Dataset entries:

_ _ _ _ _ _ _

PR #295, opened 2015-07-02
Added Members REST API docs

### LINKED ISSUE #129: Members REST API for managing users in repositories [#96516348]

giocalitri:
closes #129

### DIFF
--- a/apiary.apib
+++ b/apiary.apib
@@ -428,25 +428,10 @@ Create a repository by providing its JSON representation.
 
 Represents users / members of the repository
 
-## Member [/repositories/{repo_slug}/members/{member_id}/]
+## Members Collection [/repositories/{repo_slug}/members/]
 
 + Parameters
     + repo_slug: `physics-1` (string, required) - slug for the repository
-    + member_id: `107` (number, required) - ID of the user in the system
-
-### View a Member [GET]
-
-+ Response 200 (application/json)
-
-        {
-            "tbd": "tbd"
-        }
-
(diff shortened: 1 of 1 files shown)


apiary.apib
```diff
@@ -428,35 +428,171 @@ Create a repository by providing its JSON representation.
...
-### View a Member [GET]
+
+### List All Members [GET]
 
 + Response 200 (application/json)
 
+    + Body
+
+            {
+                "count": 5,
```
noisecapella: Change to `4` just for consistency's sake

apiary.apib
```diff
@@ -428,35 +428,171 @@ Create a repository by providing its JSON representation.
...
+
+        {
+            "username": "james"
+        }
+
+## Member for a Group [/repositories/{repo_slug}/members/groups/{group_type}/users/{member_username}/]
+
++ Parameters
+    + repo_slug: `physics-1` (string, required) - slug for the repository
+    + member_username: `james` (string, required) - username of the user in the system
```
noisecapella: Can we swap this line with the next one so that they appear in the same order as the parameters in the URL?

giocalitri:
Done!

Issue #273, opened 2015-07-01
Implement code coverage for JSX files


noisecapella:
I think this is a trivial fix, changing the extension used or something to that effect

PR #296, opened 2015-07-02
Added coverage for JSX files

noisecapella:
This PR does a few javascript related things:
- Added a `REQUIRE_PATHS` global so our tests and Django use the same set of paths for configuration
- Made test configuration more flexible
- Added coverage for JSX files
- Removed empty file manage_vocabularies.jsx
- Renamed test-listing back to test-main (this is independent of listing.js which underwent a name change at the same time, so it makes sense to use test-main here)
- Added all relevant javascript files to code coverage. Previously only files which were explicitly included were counted in our code coverage count.
- Excluded listing.js from testing since we can't test it independently at the moment


noisecapella:
Oh, and fixes #273

carsongee:
Very nice :+1:

Issue #182, opened 2015-06-17
Implement root for API


noisecapella:
This would ideally be part of #106 but I'd like that to get merged ASAP and the behavior of what happens when you go to `/api/v1/` is not critical to anything. In #106 the root just returns 404 but the docs say it should return a JSON list of endpoints

amir-qayyum-khan:
Done @pdpinch

PR #300, opened 2015-07-03
Implemented root api

amir-qayyum-khan:
Hi,

In this PR i added root view for lore rest service app

https://github.com/mitodl/lore/issues/182
cc @pdpinch @ShawnMilo @carsongee 

screen shot 2015-07-03 at 4 21 25 pm


rest/views.py
```diff
@@ -48,6 +49,39 @@
 from django.http.response import Http404
 
 
+def get_urls(raw_urls, list_urls, urlbase=''):
+    """
+    Recursively builds a list of all the urls in the current project and
+    the name of their associated view
+    """
+    list_urls = list_urls or []
+    from operator import itemgetter
```
giocalitri: is there a particular reason to not put this at the beginning of the file?

rest/views.py
```diff
@@ -48,6 +49,39 @@
 from django.http.response import Http404
 
 
+def get_urls(raw_urls, list_urls, urlbase=''):
+    """
+    Recursively builds a list of all the urls in the current project and
+    the name of their associated view
+    """
+    list_urls = list_urls or []
```
giocalitri, line 69: I guess here you mean that `list_urls` can be `None`.
If this is the case you should change the definition to `def get_urls(raw_urls, list_urls=None, urlbase='')`  otherwise this line does not seem that useful.

rest/views.py
```diff
@@ -48,6 +49,39 @@
...
+        full_url = (urlbase + entry.regex.pattern).replace('^', '')
+        if '$' in full_url:
+            full_url = full_url[0: full_url.index("$")]
+        if entry.callback:  # if it points to a view
+            list_urls.append({"pattern": full_url})
+        else:  # if it points to another urlconf, recur!
+            get_urls(entry.url_patterns, list_urls, full_url)
+
+    # sort alphabetically
+    list_urls = sorted(list_urls, key=itemgetter('pattern'))
```
giocalitri: nit: why not sorting in place? Allocating a new variable here is not that useful

rest/views.py
```diff
@@ -48,6 +49,39 @@
...
+
+
+@api_view(('GET',))
+def index(request):
+    """
+    Root service , returns list of end points
+    """
+    import rest.urls as rest_urls
+    list_urls = get_urls(
+        rest_urls.urlpatterns, list_urls=[], urlbase=request.path
```
giocalitri: I guess `list_urls=[]` is not necessary if you have `list_urls = list_urls or []` in `get_urls`

rest/views.py
amir-qayyum-khan: yeah, putting it on top of file gave me error on travis, but was working fine on local env.

giocalitri: what error?

giocalitri:
Don't you need to update the API docs as well?

rest/views.py
giocalitri: just run tests on my local instance of docker and everything looks fine. I moved the line in this way

```

from operator import itemgetter

from django.contrib.auth.models import User
```

rest/views.py
```diff
@@ -48,6 +49,39 @@
...
 
+def get_urls(raw_urls, list_urls, urlbase=''):
+    """
+    Recursively builds a list of all the urls in the current project and
+    the name of their associated view
+    """
+    list_urls = list_urls or []
+    from operator import itemgetter
+    for entry in raw_urls:
+        full_url = (urlbase + entry.regex.pattern).replace('^', '')
```
noisecapella, line 71: String manipulation of regexes is full of potential problems. Why not just create a view which outputs a predefined list of URLs?

noisecapella:
We really should not output regexes in our REST output, especially not twice

rest/views.py
giocalitri, line 71: I actually like the idea of pulling all the URLs automatically from the URL definition. Is there a better way to do this?

noisecapella, line 71: If we used [DefaultRouter](http://www.django-rest-framework.org/api-guide/routers/#defaultrouter) it will automatically create these URLs for us, however it doesn't know about nested resources so we would have a weird combination of autogenerated URL regexes and manually specified ones

amir-qayyum-khan:
Done @noisecapella 

cc @pwilkins 
screen shot 2015-07-07 at 4 35 21 pm

amir-qayyum-khan:
@giocalitri  please guide me where are docs? which doc i need to update.

Thanks

CC @pwilkins

giocalitri:
I was talking about the API docs in the file `apiary.apib`

giocalitri:
In any case me and @noisecapella  had an extensive discussion yesterday about this issue and we are not sure if this is the right way to solve the problem.

**T.L.D.R:** these URLs that you generate give a description of what is available but they are only human readable. To have something really useful we should generate the list of "child" url for each rest view and return all the URLs in that view.

**Full Explanation:**
Let's assume that the app contains 2 repos "foo", "bar", when you hit the URL
`/api/v1/repositories/` you need to get back the full URL of the repositories together with the rest of the data; so something like

```
{
    "count": 2,
    "next": null,
    "previous": null,
    "results": [
        {
            "id": 1,
            "slug": "foo",
            "name": "foo",
            "description": "foo repo",
            "date_created": "2015-07-01T18:23:37.176845Z",
            "url": "/api/v1/repositories/foo/"
        },
        {
            "id": 2,
            "slug": "bar",
            "name": "bar",
            "description": "bar repo",
            "date_created": "2015-07-02T16:26:06.093215Z",
            "url": "/api/v1/repositories/bar/"
        }
    ]
}
```

This part is pretty straight forward, but things become much trickier when you hit other types of URLs, like, for example, `/api/v1/repositories/<repo_slug>/`.
In this case you need to return the infos about the repo, but also all the child URLs that in this case can be `/api/v1/repositories/<repo_slug>/learningresources/`, `/api/v1/repositories/<repo_slug>/members/` etc.

I'm not sure what we want here, but the current implementation is probably too simplistic.
We probably need @Ferdi and @pdpinch opinion about this to understand if implementing this in the right way is the best use of our time.

noisecapella:
Yes, I'm skeptical we need this functionality at all. I originally filed #182 because it was mentioned in the existing apiary docs but I think we need a clear use case from @Ferdi or @pdpinch to know what we're looking for.

If we wanted to move to something more like HATEOAS then we would need to make other changes like @giocalitri suggested.

pwilkins:
@giocalitri @amir-qayyum-khan  Updating the docs in `apiary.apib` is not part of this PR.

amir-qayyum-khan:
@pwilkins I am not sure this functionality i achieved in this PR is correct or not, can you verify it.

Thanks,

noisecapella:
@pwilkins Aren't we always supposed to update `apiary.apib` when we make API changes?

pwilkins:
@noisecapella Yes, you are correct.  I misspoke.

Ferdi:
I agree with @giocalitri and @noisecapella . I suggest we close this PR for now. It's not helpful at this stage.

giocalitri:
OK. Do we want to update #182 with a better explanation of what is needed?

noisecapella:
I'd vote for closing #182 as well. We can file a new issue if we come up with a use case for it

PR #304, opened 2015-07-06
Remove unused patterns to limit memory use

noisecapella:
My laptop has 8GB memory but others with less memory on their Docker containers ran out of memory due to the large amount of imported javascript. On further investigation importing `node_modules` isn't actually necessary so it's removed

### DIFF
--- a/karma.conf.js
+++ b/karma.conf.js
@@ -40,14 +40,6 @@ module.exports = function(config) {
       {
         pattern:'ui/jstests/**/*.jsx',
         included: false
-      },
-      {
-        pattern: 'node_modules/**/*.js',
-        included: false
-      },
-      {
-        pattern: 'node_modules/**/*.jsx',
-        included: false
       }
     ],
 


carsongee:
Commit message tense

pwilkins:
How can I functionally test that this resolves the memory error?

noisecapella:
@pwilkins The error occurs on machines with 4GB or less of memory in their Docker containers. I think you should just be able to check out master and run the javascript tests to reproduce the failure

carsongee:
I have verified it fixes me for my 4GiB boot2docker image

giocalitri:
I confirm it fixes the problem also on my docker machine.

pwilkins:
@noisecapella Was there an issue for this PR?  I'm asking simply so that I can back fill Pivotal.

noisecapella:
@pwilkins No, it was something @carsongee and @giocalitri noticed earlier today

PR #306, opened 2015-07-06
Fixed `KeyError` on repository page if search index is reset.

### LINKED ISSUE #283: KeyError at /repositories/<repo_slug>/ when ES index is not available any more
Edge case (I guess).

Steps to reproduce:
- have a running repository with learning resources inside
- run tox
- reload /repositories/<repo_slug>/

ShawnMilo:
This wouldn't happen in production, but it can happen (for a brief window)
running the application in Docker containers.

Closes #283.

Note about tests:
The system behaves differently during testing than when running. When testing,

_ _ _ _ _ _ _

### REQUIRED WORK
The word "think": say how many lines of the records hold it, and give nothing but the number.

### OUTPUT OF THE TASK
3